***** THE DATA *****

PR #103, opened 2022-12-06
add verify integration test

vdeturckheim:


.github/workflows/test.yml
```diff
@@ -83,6 +83,26 @@ jobs:
       - name: Run GuardDog against a remote package
         run: guarddog scan requests
 
+  integration-tests-verify:
```
christophetd, line 86: I think we can have everything in a single step no?

christophetd:
Merged into #105, will take it from there

PR #114, opened 2022-12-19
Pypi to Github files integrity

vdeturckheim:
This PR adds a detector for Pypi only that compares code between the package and Github. if a file exists in both servers with the same version, they must be the same.

Still a few rusty edges but feel free to comment on the business logic.


vdeturckheim:
Still a few things are not optimal (we could go deeper in the FP excluding function on setup files) but should be good for a first run
Feel free to run the Jupyter Notebook to get stats about the performances
Here is a run I just executed 
image

vdeturckheim:
This requires pygit2 to be there locally. @christophetd would that work for you? Should I double check wether there is a python only lib maybe?

guarddog/analyzer/metadata/pypi/repository_integrity_missmatch.py
```diff
@@ -0,0 +1,242 @@
...
+    for entry in clean_candidates:
+        owner, repo = extract_owner_and_repo(entry)
+        if repo is not None and (
+                # Idea: replace by if two strings have a Levenshtein distance < X% of string length
+                repo.lower() in name.lower() or name.lower() in repo.lower()):
+            return entry
+    return None
+
+
+def dict_generator(indict, pre=None):
```
christophetd, line 59: can we have a quick comment?

guarddog/analyzer/metadata/pypi/repository_integrity_missmatch.py
```diff
@@ -0,0 +1,242 @@
...
+def extract_owner_and_repo(url) -> Tuple[Optional[str], Optional[str]]:
+    match = re.search(GH_REPO_OWNER_REGEX, url)
+    if match:
+        owner = match.group(1)
+        repo = match.group(2)
+        return owner, repo
+    return None, None
+
+
+def find_best_github_candidate(cand, name):
```
christophetd, line 29: maybe a quick comment on what the function does? and possibly more descriptive variable names than `cand`

guarddog/analyzer/metadata/pypi/repository_integrity_missmatch.py
```diff
@@ -0,0 +1,242 @@
...
+            for cd in res:
+                github_urls.add(_ensure_proper_url(cd.strip()))
+    best = None
+    if homepage in github_urls:
+        best = _ensure_proper_url(homepage)
+    return github_urls, best
+
+
+def exclude_result(file_name, repo_root, pkg_root):
+    if file_name.endswith('.rst') or file_name.endswith('.md'):
```
christophetd, line 116: We could also add `.txt`, and make this a list for excluded extensions

guarddog/analyzer/metadata/pypi/repository_integrity_missmatch.py
```diff
@@ -0,0 +1,242 @@
...
+        return True
+    if file_name.endswith("setup.cfg"):
```
christophetd, line 118: Maybe add a quick comment on the logic below?

guarddog/analyzer/metadata/pypi/repository_integrity_missmatch.py
```diff
@@ -0,0 +1,242 @@
...
+        pkg_cfg = configparser.ConfigParser()
+        pkg_cfg.read(os.path.join(pkg_root, file_name))
+        repo_sections = list(repo_cfg.keys())
+        pkg_sections = list(pkg_cfg.keys())
+        if "egg_info" in pkg_sections and "egg_info" not in repo_sections:
+            return True
+    return False
+
+
+def find_missmatch_for_tag(repo, tag, base_path, repo_path):
```
christophetd, line 130: As we chatted earlier we might not want to have this tag-based logic already? It's only adapted to a very specific release process that not everyone follows (?)

vdeturckheim: I think we can still use it for the v0 and then iterate on a bisect algorithm that looks up for the best commit, wdyt?

christophetd: Yes, let's keep as is for now

guarddog/analyzer/metadata/pypi/repository_integrity_mismatch.py
```diff
@@ -0,0 +1,260 @@
...
+        if version is None:
+            version = package_info["info"]["version"]
+        if version is None:
+            raise Exception("Could not find suitable version to scan")
+        tmp_dir = os.path.dirname(path)
+        if tmp_dir is None:
+            raise Exception("no current scanning directory")
+
+        repo_path = os.path.join(tmp_dir, "sources", name)
+        repo = pygit2.clone_repository(url=github_url, path=repo_path)
```
christophetd, line 228: Testing on `datadog-lambda-python` package, this throws the following Exception:

```
'authentication required but no callback set'
``` 

... which is also never surfaced in the CLI/JSON output. Same for other packages e.g. `requests`

christophetd: OK so this was caused by my git config:

```
[url "git@github.com:"]
    insteadOf = https://github.com/
```

Probably worth investigating how to not honor the local .gitconfig file

christophetd:
I think this is now looking great! A couple of things from my tests:

- [ ] (stretch) The git clone using `pygit2` is dependent on the local .gitconfig - any way to make it fully independent?

- [ ]  When there's an exception (e.g. git clone fails due to the issue above), no error message is shown - this may be a reasonable choice but are we comfortable with that?

- [ ]  I would expect the heuristic to catch this package https://pypi.org/project/my-christophe-test-package/ but it doesn't - specifically, it enters in this condition

```
 if base_dir_name is None or base_dir_name == "sources":  # I am not sure how we can get there
            raise Exception("something went wrong when opening the package")
```

That's because the repo on GitHub has no `my-christophe-test-package` folder. In that specific case it would make sense to have a finding, but is it the general behavior we want?

vdeturckheim:
>  (stretch) The git clone using pygit2 is dependent on the local .gitconfig - any way to make it fully independent?

Checking today

>  When there's an exception (e.g. git clone fails due to the issue above), no error message is shown - this may be a reasonable choice but are we comfortable with that?

For all heuristics, we don't show these except in json output, this is the current global behaviour of GuardDog so let's iterate on this in another PR

vdeturckheim:
Seems it's a stretch to avoid using local git configuration here. It would require changing private configuration keys of pygit2

christophetd:
Opened #126 to track the exception thingy

christophetd:
Not entirely sure what's being fixed in [6f0a489](https://github.com/DataDog/guarddog/pull/114/commits/6f0a48941edbea997a51ed1f0dd85c6435432f33) but it looks like this "issue" (if we consider it a bug) is still there:

>  I would expect the heuristic to catch this package https://pypi.org/project/my-christophe-test-package/ but it doesn't - specifically, it enters in this condition

vdeturckheim:
Let me double check today. Thanks for the test

christophetd (approved):
Great stuff!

*****

▶ _DIRECTIONS_
Every record must be transcribed exactly as written.

▶ _ANSWER TO THIS EXERCISE_
PR #103, opened 2022-12-06
add verify integration test

vdeturckheim:


.github/workflows/test.yml
```diff
@@ -83,6 +83,26 @@ jobs:
       - name: Run GuardDog against a remote package
         run: guarddog scan requests
 
+  integration-tests-verify:
```
christophetd, line 86: I think we can have everything in a single step no?

christophetd:
Merged into #105, will take it from there

PR #114, opened 2022-12-19
Pypi to Github files integrity

vdeturckheim:
This PR adds a detector for Pypi only that compares code between the package and Github. if a file exists in both servers with the same version, they must be the same.

Still a few rusty edges but feel free to comment on the business logic.


vdeturckheim:
Still a few things are not optimal (we could go deeper in the FP excluding function on setup files) but should be good for a first run
Feel free to run the Jupyter Notebook to get stats about the performances
Here is a run I just executed 
image

vdeturckheim:
This requires pygit2 to be there locally. @christophetd would that work for you? Should I double check wether there is a python only lib maybe?

guarddog/analyzer/metadata/pypi/repository_integrity_missmatch.py
```diff
@@ -0,0 +1,242 @@
...
+    for entry in clean_candidates:
+        owner, repo = extract_owner_and_repo(entry)
+        if repo is not None and (
+                # Idea: replace by if two strings have a Levenshtein distance < X% of string length
+                repo.lower() in name.lower() or name.lower() in repo.lower()):
+            return entry
+    return None
+
+
+def dict_generator(indict, pre=None):
```
christophetd, line 59: can we have a quick comment?

guarddog/analyzer/metadata/pypi/repository_integrity_missmatch.py
```diff
@@ -0,0 +1,242 @@
...
+def extract_owner_and_repo(url) -> Tuple[Optional[str], Optional[str]]:
+    match = re.search(GH_REPO_OWNER_REGEX, url)
+    if match:
+        owner = match.group(1)
+        repo = match.group(2)
+        return owner, repo
+    return None, None
+
+
+def find_best_github_candidate(cand, name):
```
christophetd, line 29: maybe a quick comment on what the function does? and possibly more descriptive variable names than `cand`

guarddog/analyzer/metadata/pypi/repository_integrity_missmatch.py
```diff
@@ -0,0 +1,242 @@
...
+            for cd in res:
+                github_urls.add(_ensure_proper_url(cd.strip()))
+    best = None
+    if homepage in github_urls:
+        best = _ensure_proper_url(homepage)
+    return github_urls, best
+
+
+def exclude_result(file_name, repo_root, pkg_root):
+    if file_name.endswith('.rst') or file_name.endswith('.md'):
```
christophetd, line 116: We could also add `.txt`, and make this a list for excluded extensions

guarddog/analyzer/metadata/pypi/repository_integrity_missmatch.py
```diff
@@ -0,0 +1,242 @@
...
+        return True
+    if file_name.endswith("setup.cfg"):
```
christophetd, line 118: Maybe add a quick comment on the logic below?

guarddog/analyzer/metadata/pypi/repository_integrity_missmatch.py
```diff
@@ -0,0 +1,242 @@
...
+        pkg_cfg = configparser.ConfigParser()
+        pkg_cfg.read(os.path.join(pkg_root, file_name))
+        repo_sections = list(repo_cfg.keys())
+        pkg_sections = list(pkg_cfg.keys())
+        if "egg_info" in pkg_sections and "egg_info" not in repo_sections:
+            return True
+    return False
+
+
+def find_missmatch_for_tag(repo, tag, base_path, repo_path):
```
christophetd, line 130: As we chatted earlier we might not want to have this tag-based logic already? It's only adapted to a very specific release process that not everyone follows (?)

vdeturckheim: I think we can still use it for the v0 and then iterate on a bisect algorithm that looks up for the best commit, wdyt?

christophetd: Yes, let's keep as is for now

guarddog/analyzer/metadata/pypi/repository_integrity_mismatch.py
```diff
@@ -0,0 +1,260 @@
...
+        if version is None:
+            version = package_info["info"]["version"]
+        if version is None:
+            raise Exception("Could not find suitable version to scan")
+        tmp_dir = os.path.dirname(path)
+        if tmp_dir is None:
+            raise Exception("no current scanning directory")
+
+        repo_path = os.path.join(tmp_dir, "sources", name)
+        repo = pygit2.clone_repository(url=github_url, path=repo_path)
```
christophetd, line 228: Testing on `datadog-lambda-python` package, this throws the following Exception:

```
'authentication required but no callback set'
``` 

... which is also never surfaced in the CLI/JSON output. Same for other packages e.g. `requests`

christophetd: OK so this was caused by my git config:

```
[url "git@github.com:"]
    insteadOf = https://github.com/
```

Probably worth investigating how to not honor the local .gitconfig file

christophetd:
I think this is now looking great! A couple of things from my tests:

- [ ] (stretch) The git clone using `pygit2` is dependent on the local .gitconfig - any way to make it fully independent?

- [ ]  When there's an exception (e.g. git clone fails due to the issue above), no error message is shown - this may be a reasonable choice but are we comfortable with that?

- [ ]  I would expect the heuristic to catch this package https://pypi.org/project/my-christophe-test-package/ but it doesn't - specifically, it enters in this condition

```
 if base_dir_name is None or base_dir_name == "sources":  # I am not sure how we can get there
            raise Exception("something went wrong when opening the package")
```

That's because the repo on GitHub has no `my-christophe-test-package` folder. In that specific case it would make sense to have a finding, but is it the general behavior we want?

vdeturckheim:
>  (stretch) The git clone using pygit2 is dependent on the local .gitconfig - any way to make it fully independent?

Checking today

>  When there's an exception (e.g. git clone fails due to the issue above), no error message is shown - this may be a reasonable choice but are we comfortable with that?

For all heuristics, we don't show these except in json output, this is the current global behaviour of GuardDog so let's iterate on this in another PR

vdeturckheim:
Seems it's a stretch to avoid using local git configuration here. It would require changing private configuration keys of pygit2

christophetd:
Opened #126 to track the exception thingy

christophetd:
Not entirely sure what's being fixed in [6f0a489](https://github.com/DataDog/guarddog/pull/114/commits/6f0a48941edbea997a51ed1f0dd85c6435432f33) but it looks like this "issue" (if we consider it a bug) is still there:

>  I would expect the heuristic to catch this package https://pypi.org/project/my-christophe-test-package/ but it doesn't - specifically, it enters in this condition

vdeturckheim:
Let me double check today. Thanks for the test

christophetd (approved):
Great stuff!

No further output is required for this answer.